◆ TASK OBJECTIVE
Exact reproduction required: the lines below from the line with "to RFC 9083" to the line with "(RDAP) Query Format</a>", both ends included, and no others.

(Records from a dataset)
PR #1313, opened 2021-09-09
Update references to RDAP RFCs

gbrodman:
There were minor changes to the RDAP RFCs used -- we don't need to
change anything since we already comply with all of the changes, but we
should refer to the newer RFCs in the code.

https://docs.google.com/document/d/1Y89mJm_5VRp890LhrLajx5-5hmi07N4jAK9ZZS31xLQ/edit#heading=h.uyb2kr1ik95h for a bit more context but it's probably not necessary 

---
This change is [Reviewable](https://reviewable.io/reviews/google/nomulus/1313)

### DIFF
--- a/core/src/main/java/google/registry/rdap/AbstractJsonableObject.java
+++ b/core/src/main/java/google/registry/rdap/AbstractJsonableObject.java
@@ -339,7 +339,7 @@ abstract class AbstractJsonableObject implements Jsonable {
       return new JsonPrimitive((Boolean) object);
     }
     if (object instanceof DateTime) {
-      // According to RFC7483 section 3, the syntax of dates and times is defined in RFC3339.
+      // According to RFC 9083 section 3, the syntax of dates and times is defined in RFC3339.
       //
       // According to RFC3339, we should use ISO8601, which is what DateTime.toString does!
       return new JsonPrimitive(((DateTime) object).toString());
--- a/core/src/main/java/google/registry/rdap/RdapActionBase.java
+++ b/core/src/main/java/google/registry/rdap/RdapActionBase.java
@@ -50,8 +50,8 @@ import org.joda.time.DateTime;
 /**
  * Base RDAP (new WHOIS) action for all requests.
  *
- * @see <a href="https://tools.ietf.org/html/rfc7482">
- *        RFC 7482: Registration Data Access Protocol (RDAP) Query Format</a>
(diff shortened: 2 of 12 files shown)


CydeWeys (changes requested):
> *[Reviewable](https://reviewable.io/reviews/google/nomulus/1313)* status: 0 of 12 files reviewed, 1 unresolved discussion (waiting on @gbrodman)

___
*[core/src/main/java/google/registry/rdap/AbstractJsonableObject.java, line 342 at r1](https://reviewable.io/reviews/google/nomulus/1313#-MjVI0ro3JO9rhQGYYQQ:-MjVI0rp3w4nm-Pg85pK:bkmvo0n) ([raw file](https://github.com/google/nomulus/blob/dc1554957fa1c0607b216ce3cc51187db27a707e/core/src/main/java/google/registry/rdap/AbstractJsonableObject.java#L342)):*
> ```Java
>     }
>     if (object instanceof DateTime) {
>       // According to RFC9083 section 3, the syntax of dates and times is defined in RFC3339.
> ```

This PR is inconsistently including/not including the space between "RFC" and the number.  I think you should use the space everywhere, as that's both more readable and also how the RFCs actually refer to themselves.

gbrodman (commented):
> *[Reviewable](https://reviewable.io/reviews/google/nomulus/1313)* status: 0 of 12 files reviewed, 1 unresolved discussion (waiting on @CydeWeys)

___
*[core/src/main/java/google/registry/rdap/AbstractJsonableObject.java, line 342 at r1](https://reviewable.io/reviews/google/nomulus/1313#-MjVI0ro3JO9rhQGYYQQ:-MjVISr53_8qEJYcMIfQ:b-u7f09e) ([raw file](https://github.com/google/nomulus/blob/dc1554957fa1c0607b216ce3cc51187db27a707e/core/src/main/java/google/registry/rdap/AbstractJsonableObject.java#L342)):*

This PR is inconsistently including/not including the space between "RFC" and the number.  I think you should use the space everywhere, as that's both more readable and also how the RFCs actually refer to themselves.
</blockquote></details>

Yeah, it was copying the existing code w/r/t spaces or not. Done.

CydeWeys (approved):
> *[Reviewable](https://reviewable.io/reviews/google/nomulus/1313)* status: 0 of 12 files reviewed, all discussions resolved (waiting on @gbrodman)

◆ EXERCISE RESPONSE
+      // According to RFC 9083 section 3, the syntax of dates and times is defined in RFC3339.
       //
       // According to RFC3339, we should use ISO8601, which is what DateTime.toString does!
       return new JsonPrimitive(((DateTime) object).toString());
--- a/core/src/main/java/google/registry/rdap/RdapActionBase.java
+++ b/core/src/main/java/google/registry/rdap/RdapActionBase.java
@@ -50,8 +50,8 @@ import org.joda.time.DateTime;
 /**
  * Base RDAP (new WHOIS) action for all requests.
  *
- * @see <a href="https://tools.ietf.org/html/rfc7482">
- *        RFC 7482: Registration Data Access Protocol (RDAP) Query Format</a>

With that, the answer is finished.